Bir yıl sonrasıydı; 1950.
Abidin Dino, Yaprak Dergisinde şu yorumu yapıyordu, onun için.
“Mapushane Kapısı resminin önünde, Giotto’nun isminden başka bir isim gelmiyor akla. Resmin kuruluşu, yüzlerin özü, duruşlar, hepsi ezberimde. O çizdiğini yaşıyor, biz sadece seyrediyoruz.”
İki yıl sonrasıydı; 1953
Yaşar Kemal Cumhuriyet Gazetesi'nde ondan şöyle söz ediyordu.

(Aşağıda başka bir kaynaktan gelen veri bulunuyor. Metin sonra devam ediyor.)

PR #556, opened 2020-07-10
Fixing `Error retrieving template from path` when --format is not template but template is provided

mslusarczyk:
When `--format` is set to something different than `template` trivy is printing a warning:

“Bir umut ışığıdır sarıyor insanın içini. Yuyor, temizliyor cümle karanlığı. İşte bu, onun kuvvetidir.Söylemek istediğini kestirmeden söylemesini biliyor. Ben onun her tablosunu bir türküye benzetiyorum. Şöyle ki: Her türkü bir hikayedir. Bir olaydan çıkmıştır. Olaydan çıkmayan hiç bir türkü yoktur. Olayı anlatınca da hayatı en kestirmeden anlatıyor türküler. O'nun her tablosunun bir hikayesi var. Ve hayatından bir parça her tablosu… Rengi ile, ışığı ile bir parça.”
Aynı yıl; yine 1953
Can Yücel Yeditepe Sanat Dergisi'nde şu cümlelerle anlatıyordu onu.

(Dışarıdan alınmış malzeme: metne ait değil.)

Issue #547, opened 2020-06-29
Support Sarif output


lizrice:
If we add an option to output Trivy result in Sarif format, they can be uploaded into GItHub's code-scanning results. 

More details [here](https://help.github.com/en/github/finding-security-vulnerabilities-and-errors-in-your-code/managing-results-from-code-scanning)

knqyf263:
Hi @rahul2393, could you work on this task? I think it is very similar to what we did for JUnit support, using `template`.

rahul2393:
@knqyf263 ok added

knqyf263:
Thanks! GitHub can only assign an issue to people who have commented on the issue if you're not a member of the organization.

rahul2393:
@lizrice Please check the attached sarif file, I ran to check on image ruby:2.4.0 and exported using the template in PR.

[report.sarif.zip](https://github.com/aquasecurity/trivy/files/4907330/report.sarif.zip)

PR #558, opened 2020-07-11
Added sarif template

rahul2393:
[Issue](https://github.com/aquasecurity/trivy/issues/547)

### DIFF
--- a/contrib/sarif.tpl
+++ b/contrib/sarif.tpl
@@ -1,0 +1,80 @@
+{
+  "$schema": "https://raw.githubusercontent.com/oasis-tcs/sarif-spec/master/Schemata/sarif-schema-2.1.0.json",
+  "version": "2.1.0",
+  "runs": [
+    {
+      "tool": {
+        "driver": {
+          "name": "Trivy: Vulnerability Scanner for Containers",
+          "semanticVersion": "0.9.1",
+          "rules": [
+        {{- $t_first := true }}
+        {{- range . }}
+            {{- range .Vulnerabilities -}}
+              {{- if $t_first -}}
+                {{- $t_first = false -}}
+              {{ else -}}
+                ,
+              {{- end }}
+            {
+              "id": "{{ .VulnerabilityID }}",
+              "name": "container_scanning",
+              "shortDescription": {
+                "text": {{ .Title | printf "%q" }}
+              },
+              "fullDescription": {
+                "text": {{ .Description | printf "%q" }}
+              },
+              "defaultConfiguration": null
+              "properties": {
+                "tags": [
+                  "{{ .PkgName }}"
+                ],
+                "precision": "very-high"
+              }
+            }
+            {{- end -}}
+         {{- end -}}
+          ]
+        }
+      },
+      "results": [
+    {{- $t_first := true }}
+    {{- range . }}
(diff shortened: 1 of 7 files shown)


rahul2393:
@knqyf263 kindle review

knqyf263:
@simar7 Could you review this PR? We need to upload a SARIF file to GitHub actually and check how it looks on the UI.

contrib/sarif.tpl
```diff
@@ -0,0 +1,80 @@
+{
+  "$schema": "https://raw.githubusercontent.com/oasis-tcs/sarif-spec/master/Schemata/sarif-schema-2.1.0.json",
+  "version": "2.1.0",
+  "runs": [
+    {
+      "tool": {
+        "driver": {
+          "name": "Trivy: Vulnerability Scanner for Containers",
+          "semanticVersion": "0.9.1",
```
simar7, line 9: We should make this dynamic rather than hard coding it to a particular version.

simar7:
Is this valid SARIF? For me it doesn't pass the validator checks. You can try this here https://sarifweb.azurewebsites.net/Validation

image

I think you could also use a simple JSON validator as it should pass that too.

simar7:
Furthermore, could you also add a test that would exercise this template? You can see an example here https://github.com/aquasecurity/trivy/blob/aa20adb22be4839c3dca76c842470b288e434220/integration/client_server_test.go#L78-L87

rahul2393:
@simar7 fixed all comments, also validated the final output in Sarif validator
Screenshot 2020-07-16 at 9 17 57 AM

contrib/sarif.tpl
```diff
@@ -0,0 +1,80 @@
...
+              },
+              "fullDescription": {
+                "text": {{ .Description | printf "%q" }}
+              },
+              "defaultConfiguration": null
+              "properties": {
+                "tags": [
+                  "{{ .PkgName }}"
+                ],
+                "precision": "very-high"
```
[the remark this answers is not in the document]
rahul2393: This means how accurate is result we need to set it "very-high"

integration/client_server_test.go
```diff
@@ -464,7 +476,7 @@ func setupClient(t *testing.T, c args, addr string, cacheDir string, golden stri
 
 	// Setup the output file
 	var outputFile string
-	if *update {
+	if *update || createNewFile {
```
simar7, line 479: Why do we need `createNewFile`? The existing test already creates a temp file for the output that we can use to compare.

pkg/report/writer.go
```diff
@@ -52,6 +52,12 @@ func WriteResults(format string, output io.Writer, results Results, outputTempla
 				}
 				return escaped.String()
 			},
+			"endWithPeriod": func(input string) string {
+				if !strings.HasSuffix(input, ".") {
+					input += "."
+				}
+				return input
+			},
```
simar7, line 60: This seems untested. You can add a unit test here https://github.com/aquasecurity/trivy/blob/e7e3bb45ce59b736e29a88cbe68a6970db241bdf/pkg/report/writer_test.go#L199-L294

rahul2393: @simar7 Done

“Gücünü umuttan alan bir gerçek duyguyla, dünyayı adam etmek için didinenlerin dünyasına doğru kalkınmaya başlıyor.”
Aradan 10 yıl geçmişti.
Yıl 1963'dü.
Hasan Hüseyin Korkmazgil Yön Dergisi'nde şu satırları döküyordu onun için.
"Karamsar konulara eğilmiştir. Ama bu konuların işlenişi karamsar değildir. Umut vardır. O “umut”un resmini yapmıştır. Onda herşey büyük bir kavga içindedir. Figürleri “ağırbaşlı, hacimli, tesviyeden çıkmış gibi”dir, “ağıraksak”tır. Çünkü bizim halkımızın yaşayışı budur.
Daha kimler kimler?
Neler neler yazdılar onun için.
Ne övgüler, ne teşekkürler.
Bu toprağın ressamı için.
Asla pes etmeyen sanatçı direnişiniyle, baskılar karşında sinmeyen kocaman yüreğiyle ve buram buram Anadolu kokan tablolarıyla, resimi halkıyla buluşturan adam için.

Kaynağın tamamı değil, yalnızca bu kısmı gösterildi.